ネクロデア王国との戦争でヤイルは保護された説
ではネクロデアとジャムールどちらの戦争の可能性が高いのかとなると個人的にはネクロデア王国との戦争の方が可能性が高い気がしています。
その理由は彼の出身地と思われる集落の位置と彼の歪んだ考えから。
ヤイルの変身後の姿はゼルドラドなどともよく似ておりおそらく剣魔顕現の使い手であっただろうと考えると、彼の出身と思われる集落はゲルヘナ幻野南部の剣魔一族の集落だったと思われます。
ブログ公開後、剣魔一族の集落はバルディスタによって滅ぼされているとご指摘を頂きました。
ムービーで確認したところ、ユシュカが「この辺りは 武力にモノをいわせて 拡大を続ける バルディスタに 滅ぼされた集落の 跡地だ」と発言していました。
ユシュカがこの時点でバルディスタ要塞をことさら貶める嘘を言う必要性はありませんのでこの発言は正しいと思われます。

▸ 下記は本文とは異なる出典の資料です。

PR #14237, opened 2022-03-28
Fix imported component name and change size proptype type to string

tmashuang:
## Explanation

Fixes imported component name to align with its exported name, and fixes size proptype warning by changing from number to string.

## More information

Follow up PR for https://github.com/MetaMask/metamask-extension/pull/14213

## Screenshots/Screencaps
Screen Shot 2022-03-28 at 4 06 30 PM

### DIFF
--- a/ui/components/ui/icon/icon-token-search.js
+++ b/ui/components/ui/icon/icon-token-search.js
@@ -2,7 +2,7 @@ import React from 'react';
 import PropTypes from 'prop-types';
 
 const IconTokenSearch = ({
-  size = 24,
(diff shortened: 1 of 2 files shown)


darkwing (changes requested):
With all of our new icons, we're using a `number` prop and passing it as `size={64}`.  I think that when we pass representation of numbers, we should try to stick to `Proptypes.number` and make sure we pass in the number

darkwing (approved):

ryanml (approved):

PR #14238, opened 2022-03-28
MV3: Revive service worker after it goes idle

adonesky1:
Revive service worker on reconnect + a few small tweaks to `manifest.json` and `background.js` for actions to work in MV3


adonesky1:
Overtaken by https://github.com/MetaMask/metamask-extension/pull/14343

PR #14251, opened 2022-03-29
Update token detection logic to only control auto-detection

### LINKED ISSUE #13945: Update token detection logic to only control auto-detection
If the token detection toggle is disabled, it should only affect the automatic token detection in the supported network. For the supported networks the dynamic token list should be available regardless of the state of if the token detection is ON or OFF

NiranjanaBinoy:
Fix: #13945

When the token detection toggle is disabled, it should only affect the automatic token detection in the supported network. For the supported networks, the dynamic token list should be available regardless of the state of if the token detection is ON or OFF

### DIFF
--- a/ui/components/ui/identicon/identicon.component.js
+++ b/ui/components/ui/identicon/identicon.component.js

よってヤイルが保護された戦争はネクロデア王国とのものではない事になります。
ヴァレリアがヤイルを庇って背中に傷を負っているのでバルディスタ側が侵攻して嘘を言っているともかんがえられません。
ヤイルの出身地はゲルヘナ幻野南部の剣魔一族の集落ではなく、彼が剣魔顕現の使い手である事からも別の場所にあった剣魔一族の流れを汲んだ集落でありネクロデア王国との戦争とは無関係という事になります。
その集落がどこにあったのかはわかりません。
では、ヤイルが保護されたのはジャムール王国との戦争時だったのかとなると個人的には違うと考えます。

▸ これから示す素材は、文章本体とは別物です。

PR #14256, opened 2022-03-30
Extend timeout

veronicaz41:
## Explanation

We are trying to generate zk proof in snap, and it keeps timeout. Extending timeout works for us.

## Manual testing steps

### DIFF
--- a/app/scripts/metamask-controller.js
+++ b/app/scripts/metamask-controller.js
@@ -583,6 +583,7 @@ export default class MetamaskController extends EventEmitter {
         name: 'ExecutionService',
       }),
       setupSnapProvider: this.setupSnapProvider.bind(this),
+      unresponsiveTimeout: 120000,
     });
 
     const snapControllerMessenger = this.controllerMessenger.getRestricted({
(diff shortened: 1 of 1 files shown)


veronicaz41:

rekmarks:
Thank you for submitting this, @veronicaz41. I'm marking this as "do not merge" since we need to evaluate this before making a decision about how to solve your issue.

この戦争はジャムール王国側の侵略から起こったものであり、戦力差は圧倒的にバルディスタ側が有利であったようです。
防衛戦争という大義名分があり、なおかつ相手は自国より弱い、このようなわかりやすく勝てる戦争でヤイルのヴァレリアに対する歪んだ幻想が生まれてくるでしょうか。
ヤイルの歪んだ考えが生まれてくるには大きなきっかけがあったはずです。
そのきっかけとなったのがジャムール王国との戦争より約50年以上前のネクロデア王国との戦争だったのではないでしょうか。
ネクロデア王国との戦争はヴァレリア政権の危機だった
おそらく記録上残っていない戦争で保護されその恩に報いるため死に物狂いで訓練し鍛え、いかなる任務もこなしてきたヤイルはヴァレリアに対しては神のごとく崇拝し絶対の忠誠を誓っていたことでしょう。
ヤイルはヴァレリアを崇拝するあまり、「孤高で非情かつ氷のように冷たく、強くあらねばならない」という幻想を押し付け最後には月明かりの谷で大惨事を起こし、粛清されてしまいます。
この様な考えに至った経緯には自分の生い立ちのほかに崇拝するヴァレリアが指導者として弱さを露呈した瞬間を目撃したの事があるのではないでしょうか。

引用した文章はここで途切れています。